Brown skin, light-blue collared shirts, bright eyes, and big smiles - the girls breathed a sigh of relief after singing a song of greeting to our team of four. Grins and giggles were the result of initial glances, and a feeling of childlike joy jumped from one to the next, and, eventually stirred within us. If a moment could speak, the long rows of disadvantaged, orphaned, and redeemed children whispered, “Look, Justin.

These…these are my beloved.”

The one who came to talk was slightly taller than the rest. She had short hair and wore a smile similar to that of a child who was approaching the gate of a roller coaster ride.

REDEEMED.

That’s the banner that now flies over her. As she sat in the wobbly plastic chair directly across from me, we slapped hands and snapped thumbs before engaging in any type of discussion. How does one begin a conversation about a childhood that was stolen, taken in the name of evil and enslaved for purposes not limited to abuse?

I asked her if she remembered being taken – she could not. I asked her what the years of her youth in captivity were like. She couldn’t remember that either. I didn’t press – rather, I asked her the question that I was most interested in, “Do you remember the day you were rescued?”
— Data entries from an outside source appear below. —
PR #764, opened 2023-03-13
[RHELC-940] Convert Pre Ponr checks to the action framework

r0x0d:
This commit introduces an rewrite of most of the checks in the pre_ponr function as actions for the new action framework.

Jira Issues: [RHELC-940](https://issues.redhat.com/browse/RHELC-940)

Checklist


convert2rhel/actions/handle_packages.py
```diff
@@ -0,0 +1,110 @@
...
+        logger.task("Convert: List third-party packages")
+        pkghandler.list_third_party_pkgs()
+
+
+class _PackageRemoval:
+    def remove_packages_with_confirmation(self, packages):
+        pkghandler.remove_pkgs_with_confirm(packages)
+
+
+class RemoveExcludedPackages(actions.Action, _PackageRemoval):
```
abadger, line 41: I think I misunderstood a question you were asking the other day.  I would probably call `pkghandler.remove_pkgs_with_confirm(packages)` directly from the Action class.  Since it's just a single function call, I don't think we gain much by putting it into a function and a class inside of handle_packages.  Does that make sense?

If you do think it should be grouped with `handle_packages`, I would move it out to module level.  When helper functons don't make use of `self`, we should usually leave them at module scope.  In other languages, classes are the natural way to create namespaces but in Python modules are the natural way to create namespaces so classes should only hold values if they are really needed there.
```suggestion
def _remove_packages_with_confirmation(packages):
    pkghandler.remove_pkgs_with_confirm(packages)


class RemoveExcludedPackages(actions.Action):
```

Note: If you do decide it should remain inside of a class, then you should know that the method resolution order is left to right.  That means if you have one class that's obviously the "base" for that class hierarchy and other classes which are mixins which are there to add specific traits to this particular class, then you would want the mixins to be to the left and the base to be the furthest right.  Mixins should probably also always call `super()` so they don't entirely mask any methods of the same name which could be added to other parents later. So, if you didn't change this to be a toplevel function, it would look like this:
``` python
class _PackageRemoval:
    def remove_packages_with_confirmation(self, packages):
        pkghandler.remove_pkgs_with_confirm(packages)
        super(_PackageRemoval, self).remove_packages_with_confirmaton(packages)


class Remove ExcludedPackages(_PackageRemoval, actions.Action):
```

r0x0d: I revisited that today and I think that the extra class/function will not be necessary at all... Having the `remove_pkgs_with_confirm()` directly in the action class run method is way better than adding this another layer on top of it.

convert2rhel/actions/__init__.py
```diff
@@ -178,6 +182,41 @@ def run(self):
...
+
+        if error_id != _NO_USER_VALUE:
+            self.error_id = error_id
+
+        if message != _NO_USER_VALUE:
+            self.message = message
+
+    def set_status(self, status="SUCCESS", error_id=None, message=None):
+        """
+        Helper method that sets an status for the class.
```
pr-watson, line 207:
```suggestion
        Helper method that sets a status for the class.
```

convert2rhel/actions/handle_packages.py
```diff
@@ -0,0 +1,148 @@
...
+        logger.info("Searching for the following excluded packages:\n")
+        try:
+            pkghandler.remove_pkgs_with_confirm(system_info.excluded_pkgs)
+            # TODO: Handling SystemExit here as way to speedup exception
+            # handling and not refactor contents of the underlying function.
+        except SystemExit as e:
+            # TODO(r0x0d): Places where we raise SystemExit and need to be
+            # changed to something more specific.
+            #   - When we can't remove a package.
+            self.set_result(status="ERROR", error_id="PACKAGE_REMOVAL_FAILED", message=e)
```
pr-watson, line 71:
```suggestion
            self.set_result(status="ERROR", error_id="PACKAGE_REMOVAL_FAILED", message"%s" % e)
```
You may need to change this message to string format since all three params need to be strings

convert2rhel/actions/handle_packages.py
```diff
@@ -0,0 +1,148 @@
...
+        logger.info("Searching for packages containing .repo files or affecting variables in the .repo files:\n")
+        try:
+            pkghandler.remove_pkgs_with_confirm(system_info.repofile_pkgs)
+            # TODO: Handling SystemExit here as way to speedup exception
+            # handling and not refactor contents of the underlying function.
+        except SystemExit as e:
+            # TODO(r0x0d): Places where we raise SystemExit and need to be
+            # changed to something more specific.
+            #   - When we can't remove a package.
+            self.set_result(status="ERROR", error_id="PACKAGE_REMOVAL_FAILED", message=e)
```
pr-watson, line 103:
```suggestion
            self.set_result(status="ERROR", error_id="PACKAGE_REMOVAL_FAILED", message="%s" % e)
```
same here

convert2rhel/actions/subscription.py
```diff
@@ -0,0 +1,151 @@
...
+            # changed to something more specific.
+            #   - If we can't import the gpg key.
+            #   - if directory does not exist or is empty
+            #   - if we can't download a package
+            #   - if we can't install sub-man rpms
+            #   - If sub-man is not installed and --keep-rhsm was used.
+
+            # TODO(r0x0d): This should be refactored to handle each case
+            # individually rather than relying on SystemExit.
+            self.set_result(status="ERROR", error_id="UNKNOWN_ERROR", message=e)
```
pr-watson, line 81:
```suggestion
            self.set_result(status="ERROR", error_id="UNKNOWN_ERROR", message="%s" % e)
```

convert2rhel/actions/subscription.py
```diff
@@ -0,0 +1,151 @@
...
+        except SystemExit as e:
+            # TODO(r0x0d): This should be refactored to handle each case
+            # individually rather than relying on SystemExit.
+
+            # TODO(r0x0d): Places where we raise SystemExit and need to be
+            # changed to something more specific.
+            #   - Maximum sub-man retries reached
+            #   - If the return-code is different from 0 in disabling repos,
+            #     SystemExit is raised.
+            self.set_result(status="ERROR", error_id="UNKNOWN_ERROR", message=e)
```
pr-watson, line 145:
```suggestion
            self.set_result(status="ERROR", error_id="UNKNOWN_ERROR", message="%s" % e)
```

pr-watson:
Looks good to me. You may need to update some of the message params in set_result to be strings

convert2rhel/actions/handle_packages.py
r0x0d: Used `str(e)` instead.

convert2rhel/actions/handle_packages.py
```diff
@@ -0,0 +1,148 @@
...
+            #       - In case we reach max numbers of retry for dependency
+            #         solving.
+            #       - In case of transaction validation failure
+            #
+            #   - Dnf transaction:
+            #       - If we fail to populate repository metadata
+            #       - If we fail to resolve dependencies in the transaction
+            #       - If we fail to download the transaction packages
+            #       - If we fail to validate the transaction
+            self.set_result(status="ERROR", error_id="UNKNOWN_ERROR", message=e)
```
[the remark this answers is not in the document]
r0x0d: Used `str(e)` instead.

convert2rhel/actions/subscription.py
r0x0d: Used `str(e)` instead.

pr-watson:
Changes look good, approved @r0x0d

convert2rhel/unit_tests/actions/handle_packages_test.py
```diff
@@ -0,0 +1,127 @@
...
+    assert remove_repository_files_packages_instance.status == actions.STATUS_CODE["SUCCESS"]
+
+
+def test_remove_repository_files_packages_error(remove_repository_files_packages_instance, monkeypatch):
+    monkeypatch.setattr(system_info, "repofile_pkgs", [])
+    monkeypatch.setattr(pkghandler, "remove_pkgs_with_confirm", mock.Mock(side_effect=SystemExit("Raising SystemExit")))
+
+    remove_repository_files_packages_instance.run()
+
+    unit_tests.assert_actions_result(status="ERROR", error_id="PACKAGE_REMOVAL_FAILED", message="Raising SystemExit")
```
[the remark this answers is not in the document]
r0x0d: Fixed, thanks!

convert2rhel/actions/handle_packages.py
```diff
@@ -0,0 +1,104 @@
...
+        try:
+            pkghandler.remove_pkgs_with_confirm(system_info.repofile_pkgs)
+            # TODO: Handling SystemExit here as way to speedup exception
+            # handling and not refactor contents of the underlying function.
+        except SystemExit as e:
+            # TODO(r0x0d): Places where we raise SystemExit and need to be
+            # changed to something more specific.
+            #   - When we can't remove a package.
+            self.set_result(status="ERROR", error_id="PACKAGE_REMOVAL_FAILED", message=str(e))
+            return
```
pr-watson, line 104: This return can be removed since it's at the end of the file right?

pr-watson:
Made a minor few comments, otherwise looks good!

pr-watson (approved):

convert2rhel/actions/handle_packages.py
r0x0d:
```suggestion
```

convert2rhel/actions/transaction.py
```diff
@@ -0,0 +1,68 @@
...
+            #         solving.
+            #       - In case of transaction validation failure
+            #
+            #   - Dnf transaction:
+            #       - If we fail to populate repository metadata
+            #       - If we fail to resolve dependencies in the transaction
+            #       - If we fail to download the transaction packages
+            #       - If we fail to validate the transaction
+            self.set_result(status="ERROR", error_id="UNKNOWN_ERROR", message=str(e))
+            return
```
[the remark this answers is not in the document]
r0x0d:
```suggestion
```

PR #772, opened 2023-03-17
[RHELC-934] Port check_rhel_compatible_kernel_is_used to Action framework

pr-watson:
This PR ports the check_rhel_compatible_kernel_is_used and other associated functions to an action framework.

Jira Issues: [RHELC-934](https://issues.redhat.com/browse/RHELC-934)

Checklist

### DIFF
--- a/convert2rhel/actions/rhel_compatible_kernel.py
+++ b/convert2rhel/actions/rhel_compatible_kernel.py
@@ -41,6 +41,7 @@ class RhelCompatibleKernel(actions.Action):
         By requesting that, we can be confident that the RHEL kernel will provide the same capabilities as on the
         original system.
         """
+        super(RhelCompatibleKernel, self).run()
         logger.task("Prepare: Check kernel compatibility with RHEL")
         if any(
             (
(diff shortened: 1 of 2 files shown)


convert2rhel/actions/rhel_compatible_kernel.py
```diff
@@ -0,0 +1,141 @@
...
+
+class RhelCompatibleKernel(actions.Action):
+    id = "RHEL_COMPATIBLE_KERNEL"
+
+    def run(self):
+        """Ensure the booted kernel is signed, is standard (not UEK, realtime, ...), and has the same version as in RHEL.
+        By requesting that, we can be confident that the RHEL kernel will provide the same capabilities as on the
+        original system.
+        """
+        logger.task("Prepare: Check kernel compatibility with RHEL")
```
abadger, line 44: We just recently realized that it is a good idea to do this:

```suggestion
        super(RhelCompatibleKernel, self).run()
        logger.task("Prepare: Check kernel compatibility with RHEL")
```

without calling super, the default successful return values are not added to the class attributes.

r0x0d: Placing the decorator on top of `run()` seems elegant, too. 

```
@actions._action_defaults_to_success
def run(self): 
```

But either way, both will work

r0x0d (commented):
Looks good! Just a small comment to be fixed.

PR #779, opened 2023-03-22
[RHELC-937] Port check_dbus_is_running to Action framework

pr-watson:
This PR ports the check_dbus_is_running function from checks.py to an Action framework

Jira Issues: [RHELC-937](https://issues.redhat.com/browse/RHELC-937)

Checklist

### DIFF
--- a/convert2rhel/actions/__init__.py
+++ b/convert2rhel/actions/__init__.py
@@ -315,7 +315,6 @@ def perform_system_checks():
     check_custom_repos_are_valid()
     check_tainted_kmods()
     is_loaded_kernel_latest()
-    check_dbus_is_running()
 
 
 def perform_pre_ponr_checks():
@@ -764,21 +763,3 @@ def is_loaded_kernel_latest():
         )
 
     logger.info("The currently loaded kernel is at the latest version.")
-
-
-def check_dbus_is_running():
-    """Error out if we need to register with rhsm and the dbus daemon is not running."""
-    logger.task("Prepare: Check that DBus Daemon is running")
-
-    if tool_opts.no_rhsm:
-        logger.info("Skipping the check because we have been asked not to subscribe this system to RHSM.")
-        return
-
-    if system_info.dbus_running:
-        logger.info("DBus Daemon is running")
-        return
-
-    logger.critical(
-        "Could not find a running DBus Daemon which is needed to register with subscription manager.\n"
-        "Please start dbus using `systemctl start dbus`"
-    )
--- a/convert2rhel/actions/dbus.py
+++ b/convert2rhel/actions/dbus.py
@@ -1,0 +1,51 @@
+# Copyright(C) 2023 Red Hat, Inc.
+#
+# This program is free software: you can redistribute it and/or modify
+# it under the terms of the GNU General Public License as published by
+# the Free Software Foundation, either version 3 of the License, or
+# (at your option) any later version.
+#
+# This program is distributed in the hope that it will be useful,
+# but WITHOUT ANY WARRANTY; without even the implied warranty of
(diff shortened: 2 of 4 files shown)


convert2rhel/actions/dbus_is_running.py
```diff
@@ -0,0 +1,52 @@
...
+            logger.info("Skipping the check because we have been asked not to subscribe this system to RHSM.")
+            return
+
+        if system_info.dbus_running:
+            logger.info("DBus Daemon is running")
+            return
+
+        self.set_result(
+            status="ERROR",
+            error_id="DBUS_DAEMON_NOT_FOUND",
```
r0x0d, line 46: I would change this to 
```suggestion
            error_id="DBUS_DAEMON_NOT_RUNNING",
```

I think that `not found` may give the wrong impression to the user, as it could mean that the whole systemd unit for dbus is not present, but I think that's not the case for this check, which has the intention to verify if that is running.

convert2rhel/actions/dbus_is_running.py
```diff
@@ -0,0 +1,52 @@
...
+            message=(
+                "Could not find a running DBus Daemon which is needed to register with subscription manager.\n"
+                "Please start dbus using `systemctl start dbus`"
+            ),
+        )
+        return
```
r0x0d, line 52: I guess this lonely return statement can be taken out of here, there is nothing below this point

convert2rhel/unit_tests/actions/dbus_is_running_test.py
```diff
@@ -0,0 +1,72 @@
...
+):
+    monkeypatch.setattr(actions.dbus_is_running, "tool_opts", global_tool_opts)
+    global_tool_opts.no_rhsm = no_rhsm
+    monkeypatch.setattr(actions.dbus_is_running, "system_info", global_system_info)
+    global_system_info.dbus_running = dbus_running
+
+    assert dbus_is_running_action.run() is None
+    assert caplog.records[-1].message == log_msg
+
+    assert log_msg == caplog.records[-1].message
```
r0x0d, line 50: Ins't that the same check, but in different order?

convert2rhel/unit_tests/actions/dbus_is_running_test.py
```diff
@@ -0,0 +1,72 @@
...
+    global_tool_opts.no_rhsm = False
+    monkeypatch.setattr(actions.dbus_is_running, "system_info", global_system_info)
+    global_system_info.dbus_running = False
+
+    dbus_is_running_action.run()
+
+    unit_tests.assert_actions_result(
+        dbus_is_running_action,
+        status="ERROR",
+        error_id="DBUS_DAEMON_NOT_FOUND",
```
r0x0d, line 66: That would need to be changed if https://github.com/oamg/convert2rhel/pull/779/files#r1146656910 is accepted 

```suggestion
        error_id="DBUS_DAEMON_NOT_RUNNING",
```

r0x0d (changes requested):
Small changes, otherwise, looks pretty nic

r0x0d:
One extra thing, what about changing the name of the module to `dbus.py` or `checks_dbus.py`, having the meaning that all possibly dbus checks in the future would land in this module, rather than having a module of it's own for just this check?

convert2rhel/actions/dbus_is_running.py
pr-watson: Noted i'll update it

convert2rhel/unit_tests/actions/dbus_is_running_test.py
pr-watson: True, this was from the original function, good catch

pr-watson:
I'll rename it to dbus then :)

r0x0d (approved):

PR #781, opened 2023-03-22
[RHELC-724] Add a sanity check for logging duplication

danmyway:
* Verification test
* Verify the lines in log file are unique and not duplicated

Jira Issues: [RHELC-724](https://issues.redhat.com/browse/RHELC-724)

Checklist

### DIFF
--- a/tests/integration/tier1/checks-after-conversion/main.fmf
+++ b/tests/integration/tier1/checks-after-conversion/main.fmf
@@ -46,3 +46,13 @@ link:
         tag+:
             - initramfs-and-vmlinuz-present
         test: pytest -svv -m initramfs_and_vmlinuz_present
+
+/log_lines_not_duplicated:
+    summary+: Logged lines are not duplicated
+    # TODO (danmyway) remove when the duplication of lines with multiple packages with different versions gets resolved
+    result: info
+    description+: |
+        Iterate over the log file and check that the lines are unique and not duplicated.
+    tag+:
+        - log-file
+    test: pytest -svv -m verify_logging_is_not_duplicated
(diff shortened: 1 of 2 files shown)


kokesak (approved):
Looks good :D

danmyway:
> @danmyway, I like the idea of printing NEVRA on one of the places you mentioned - where we skip tracking a package:
> 
> ```
> 21:19:06             out: [03/22/2023 17:19:06] DEBUG - Skipping tracking previously installed package: json-c
> 21:19:06             out: [03/22/2023 17:19:06] DEBUG - Skipping tracking previously installed package: json-c
> ```
> 
> It's not trivial to accomplish because we have just the package name available when printing the message so we'd need to change the `get_installed_pkgs_by_fingerprint()` function to return pkg objects instead of just names, or create a new function that would do that.
> 
> The second occurrence is a bit different:
> 
> ```
> 20:11:17             out: WARNING - Package kernel-uek.x86_64 not available in RHEL repositories.
> 20:11:17             out: WARNING - Package kernel-uek.x86_64 not available in RHEL repositories.
> 20:11:17             out: WARNING - Package kernel-uek.x86_64 not available in RHEL repositories.
> ```
> 
> We are looking for really just the package name (with its arch) in the RHEL repos. We're not looking for a specific version or release, so the way the warning is printed is ok. However it shouldn't be printed three times but just once. For that we can simply return a set instead of a list from the `get_system_packages_for_replacement()` function.
> 
> Would you please file a Jira ticket for that? Till it's implemented, the test can be marked as INFO.

Sure, on it @bocekm

PR #782, opened 2023-03-22
[RHELC-875] Porting out optparse to argparse

r0x0d:
This is the initial work before we deep dive into making changes for the pre conversion framework, as we will introduce subcommands there, we need to at least, have our current CLI module to be using argparse for those features.

The current optparse usage doesn't support subcommands natively.

Jira Issues: [RHELC-875](https://issues.redhat.com/browse/RHELC-875)

Checklist


convert2rhel/toolopts.py
```diff
@@ -79,7 +79,7 @@ def __init__(self):
     def _get_argparser():
         usage = (
             "\n"
-            "  convert2rhel [-h]\n"
+            "  convert2rhel [-h]<n>"
```
abadger, line 82: Is this correct?

convert2rhel/toolopts.py
```diff
@@ -138,28 +139,68 @@ def _register_options(self):
...
+        group.add_argument(
+            "--disable-submgr",
+            action="store_true",
+            help="Replaced by --no-rhsm. Both options have the same effect.",
+        )
+        group.add_argument(
+            "--no-rhsm",
+            action="store_true",
+            help="Do not use the subscription-manager, use custom repositories instead. See --enablerepo/--disablerepo"
+            " options. Without this option, the subscription-manager is used to access RHEL repositories by default."
```
abadger, line 186:
```suggestion
            " options. Without this option, subscription-manager is used to access RHEL repositories by default."
```

abadger (changes requested):
A few minor changes to make to the help strings but otherwise this looks good.

convert2rhel/toolopts.py
r0x0d: Oh, I must have changed it by mistake while tyring out a few things. Thanks for spotting that out! 

```suggestion
            "  convert2rhel [-h]\n"
```

abadger (approved):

“Yes!” she exclaimed. “I do remember.” As these words were translated to me, pictures flashed across my mind – pictures of my own loved ones, of my niece and nephews, of their innocence and the pain I would feel if ever...but then, her smile interrupted my thoughts and she spoke.

“I was with a group and we were outside. Someone watched us as we moved. I looked up and that’s when I saw him. It was my uncle! I recognized him. He was there, in the distance. He was calling to me – telling me to run to him. To move. But, I could not. I was afraid. Frozen. What if the man saw, what if I got caught – things may become worse for me. I looked at my uncle again. Then, again. Finally, I did it! I ran as fast as I could and I jumped to him. He picked me up and we ran. We got away. We ran.”

It’s birth. Push. Scream. Breathe. Or the nightmare, the one with the demon. The one that will end as soon as I call his name. Scream. JESUS! Breathe. It’s the conversation we must have. Speak. Talk. Breathe. The enemy wants us frozen. Jesus wants us free. Run. Jump if you have to. Open your mouth and allow the cries of your heart to come out. It’s scary. There is freedom.

The Lord continues to work in me since our trip this past June. I know the feeling of being frozen all too well. I often become paralyzed and fearful of the consequences of taking any meaningful step. Still, the Lord is faithful. He continues to call me out of oppression and into his beautiful freedom. I’m so thankful for her. She’s a symbol of hope. Thank you Lord for your saints. Thank you Lord for your beloved children. Thank you Lord for loving me despite myself. We are your REDEEMED. I love you.